How the Internet became the Book of Changes
The conclusion of The Universal Commerce of Light
Phil became very enthusiastic about the I Ching… He began to use the I Ching as an oracle several times a day. Once he asked it if we should sell our old Ford Station Wagon. The oracle replied, “the Wagon is Full of Devils,” so we sold the car.
Anne R. Dick, The Search for Philip K. Dick,
In bad droughts I have spent three days praying in a simple hut of mats, not even taking a bite of salted or pickled vegetables, and then -- after the fast -- walked to the Temple of Heaven; and in the spring drought of 1688 I ordered the Book of Changes consulted, and the diviners drew the hexagram Kuai, "Breakthrough," which meant that rain would fall only after some of the great had been humbled…
That same month I removed from office all the senior members of Grand Secretary Mingju's clique.
Jonathan Spence, Emperor of China
“The hollow man sees [the Yijing’s] shallowness, while the deep man sees [its] depth.”
Richard Smith, Fathoming the Cosmos and Ordering the World
The science fiction writer Philip K. Dick consulted the I Ching (a.k.a Yijing, a.k.a. Book of Changes) to determine the plot points for his novel The Man in the High Castle, an alternative history thriller set in a future in which the Nazis and Japanese have won World War II, and in which multiple characters consult the I Ching to guide their own actions.
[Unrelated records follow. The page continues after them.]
PR #3338, opened 2016-09-21
MULE-10299: Remove MuleEvent dependency on FlowConstruct.

elrodro83:
* Fix flowConstruct propagation among templates/processors

### DIFF
--- a/core/src/main/java/org/mule/runtime/core/exception/TemplateOnErrorHandler.java
+++ b/core/src/main/java/org/mule/runtime/core/exception/TemplateOnErrorHandler.java
@@ -15,7 +15,6 @@ import org.mule.runtime.core.api.MuleContext;
 import org.mule.runtime.core.api.MuleException;
 import org.mule.runtime.core.api.connector.NonBlockingReplyToHandler;
 import org.mule.runtime.core.api.construct.FlowConstruct;
-import org.mule.runtime.core.api.construct.FlowConstructAware;
 import org.mule.runtime.core.api.exception.MessagingExceptionHandler;
 import org.mule.runtime.core.api.exception.MessagingExceptionHandlerAcceptor;
 import org.mule.runtime.core.api.lifecycle.InitialisationException;
@@ -181,9 +180,6 @@ public abstract class TemplateOnErrorHandler extends AbstractExceptionListener
         new DefaultMessageProcessorChainBuilder(this.flowConstruct);
     try {
       configuredMessageProcessors = defaultMessageProcessorChainBuilder.chain(getMessageProcessors()).build();
-      if (configuredMessageProcessors instanceof FlowConstructAware) {
-        ((FlowConstructAware) configuredMessageProcessors).setFlowConstruct(flowConstruct);
-      }
     } catch (MuleException e) {
       throw new InitialisationException(e, this);
     }
--- a/core/src/main/java/org/mule/runtime/core/exception/TemplateOnErrorHandler.java
+++ b/core/src/main/java/org/mule/runtime/core/exception/TemplateOnErrorHandler.java
@@ -8,18 +8,20 @@ package org.mule.runtime.core.exception;
 
 import static org.mule.runtime.core.context.notification.ExceptionStrategyNotification.PROCESS_END;
 import static org.mule.runtime.core.context.notification.ExceptionStrategyNotification.PROCESS_START;
+
 import org.mule.runtime.core.VoidMuleEvent;
-import org.mule.runtime.core.api.MuleContext;
 import org.mule.runtime.core.api.Event;
+import org.mule.runtime.core.api.MuleContext;
 import org.mule.runtime.core.api.MuleException;
-import org.mule.runtime.core.api.message.InternalMessage;
 import org.mule.runtime.core.api.connector.NonBlockingReplyToHandler;
 import org.mule.runtime.core.api.construct.FlowConstruct;
+import org.mule.runtime.core.api.construct.FlowConstructAware;
 import org.mule.runtime.core.api.exception.MessagingExceptionHandler;
 import org.mule.runtime.core.api.exception.MessagingExceptionHandlerAcceptor;
 import org.mule.runtime.core.api.lifecycle.InitialisationException;
-import org.mule.runtime.core.api.processor.Processor;
+import org.mule.runtime.core.api.message.InternalMessage;
 import org.mule.runtime.core.api.processor.MessageProcessorChain;
+import org.mule.runtime.core.api.processor.Processor;
 import org.mule.runtime.core.context.notification.ExceptionStrategyNotification;
 import org.mule.runtime.core.management.stats.FlowConstructStatistics;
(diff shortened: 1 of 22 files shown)


core/src/main/java/org/mule/runtime/core/exception/TemplateOnErrorHandler.java
```diff
@@ -179,6 +181,9 @@ protected void doInitialise(MuleContext muleContext) throws InitialisationExcept
         new DefaultMessageProcessorChainBuilder(this.flowConstruct);
     try {
       configuredMessageProcessors = defaultMessageProcessorChainBuilder.chain(getMessageProcessors()).build();
+      if (configuredMessageProcessors instanceof FlowConstructAware) {
```
dfeist: It's be good to add a utility method to LifecycleUtils for this, so we are not repeating it everywhere.

core/src/main/java/org/mule/runtime/core/routing/UntilSuccessful.java
```diff
@@ -267,6 +267,7 @@ public Processor getDlqMP() {
   public Processor getRoute() {
     final DefaultMessageProcessorChain chain = DefaultMessageProcessorChain.from(muleContext, routes.get(0));
     chain.setTemplateMuleContext(muleContext);
```
dfeist: This shouldn't be required.

core/src/main/java/org/mule/runtime/core/routing/UntilSuccessful.java
```diff
@@ -267,6 +267,7 @@ public Processor getDlqMP() {
...
+    chain.setFlowConstruct(flowConstruct);
```
dfeist: Is there no way to initialize this route when object is constructed and then implemented `getOwnedMessageProcessors()` for lifecycle?

core/src/main/java/org/mule/runtime/core/exception/TemplateOnErrorHandler.java
```diff
@@ -179,6 +181,9 @@ protected void doInitialise(MuleContext muleContext) throws InitialisationExcept
...
+        ((FlowConstructAware) configuredMessageProcessors).setFlowConstruct(flowConstruct);
```
dfeist: Shouldn't this be done via `getOwnedMessageProcessors`?

core/src/main/java/org/mule/runtime/core/routing/MessageFilter.java
```diff
@@ -124,6 +124,7 @@ public void setMuleContext(MuleContext context) {
 
   @Override
   public void setFlowConstruct(FlowConstruct flowConstruct) {
+    super.setFlowConstruct(flowConstruct);
     if (!onUnacceptedFlowConstruct && unacceptedMessageProcessor instanceof FlowConstructAware) {
       ((FlowConstructAware) unacceptedMessageProcessor).setFlowConstruct(flowConstruct);
```
dfeist: Can `getOwnedMessageProcessor` be used?

tests/integration/src/test/java/org/mule/test/core/context/notification/processors/MessageProcessorNotificationPathTestCase.java
```diff
@@ -63,7 +65,7 @@ public void scopes() throws Exception {
     testFlowPaths("enricher", "/0", "/0/0", "/1", "/1/0", "/1/0/0", "/1/0/1");
     testFlowPaths("until-successful", "/0", "/0/0", "/1");
     testFlowPaths("until-successful-with-processor-chain", "/0", "/0/0", "/0/0/0", "/0/0/1", "/1");
-    testFlowPaths("until-successful-with-enricher", "/0", "/0/0", "/0/0/0", "/1");
+    testFlowPaths("until-successful-with-enricher", "/0", "/0/0", "/0/0/0", "/0/0/0/0", "/0/0/1", "/1");
```
dfeist: Why does assertion changes, or was it wrong before due to a bug?

tests/integration/src/test/resources/org/mule/test/integration/notifications/message-processor-notification-test-flow.xml
```diff
@@ -152,10 +152,10 @@
 
     <flow name="all3">
         <all>
-            <logger message="check"/>
-            <logger message="check"/>
+            <logger message="check1" level="WARN"/>
```
dfeist: Can we reduce level now?

tests/integration/src/test/java/org/mule/test/core/context/notification/processors/MessageProcessorNotificationPathTestCase.java
elrodro83: I had to modify a config file that was causing a test to be flaky. This change accounts for that change

core/src/main/java/org/mule/runtime/core/routing/UntilSuccessful.java
elrodro83: Sadly no, this initalization is lazy and happens after initialize or setFlowConstruct have been called

core/src/main/java/org/mule/runtime/core/routing/MessageFilter.java
elrodro83: there is no such method on this context

core/src/main/java/org/mule/runtime/core/routing/UntilSuccessful.java
dfeist: There is no reason for this to be lazy though is there?

core/src/main/java/org/mule/runtime/core/routing/MessageFilter.java
dfeist: I thought we could make filter a MessageProessorOwner, but we can't because intercepting MP's aren't supported.

core/src/main/java/org/mule/runtime/core/exception/TemplateOnErrorHandler.java
dfeist: Looking at this closer, using getOwnedMessageProcessors() is not suitable here.

core/src/main/java/org/mule/runtime/core/processor/chain/DefaultMessageProcessorChainBuilder.java
```diff
@@ -56,9 +56,12 @@ public DefaultMessageProcessorChainBuilder(FlowConstruct flowConstruct) {
   public MessageProcessorChain build() throws MuleException {
     LinkedList<Processor> tempList = new LinkedList<>();
 
+    final List<Processor> builtProcessors = new ArrayList<>(processors.size());
+
     // Start from last but one message processor and work backwards
     for (int i = processors.size() - 1; i >= 0; i--) {
       Processor processor = initializeMessageProcessor(processors.get(i));
+      builtProcessors.add(processor);
```
dfeist: Can you add using index, just so we conserve order just in case..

The Kangxi Emperor, arguably one of the most accomplished, educated, and enlightened rulers in all of Chinese history, is known to have consulted the Book of Changes regularly to determine policy decisions and other affairs of state.
I personally considered consulting the Book of Changes for some insight into what action I should be taking in this particular moment in world history, now that actual Nazi-saluting bozos who bear more than a passing resemblance to characters created by Philip K. Dick have taken over the U.S. government. Surely Chinese civilization’s most ancient text could catalyze some much-needed enlightenment?
But I refrained. Call me a “hollow man,” if you must, but I find the Book of Changes utterly useless as a guide to right action in a confusing world.
Almost as useless as the “Internet” in the spring of 2025.
Taken together, this vast arsenal of interpretative techniques made it possible for Han and later scholars to invest a given hexagram or combination of hexagrams with virtually any meaning.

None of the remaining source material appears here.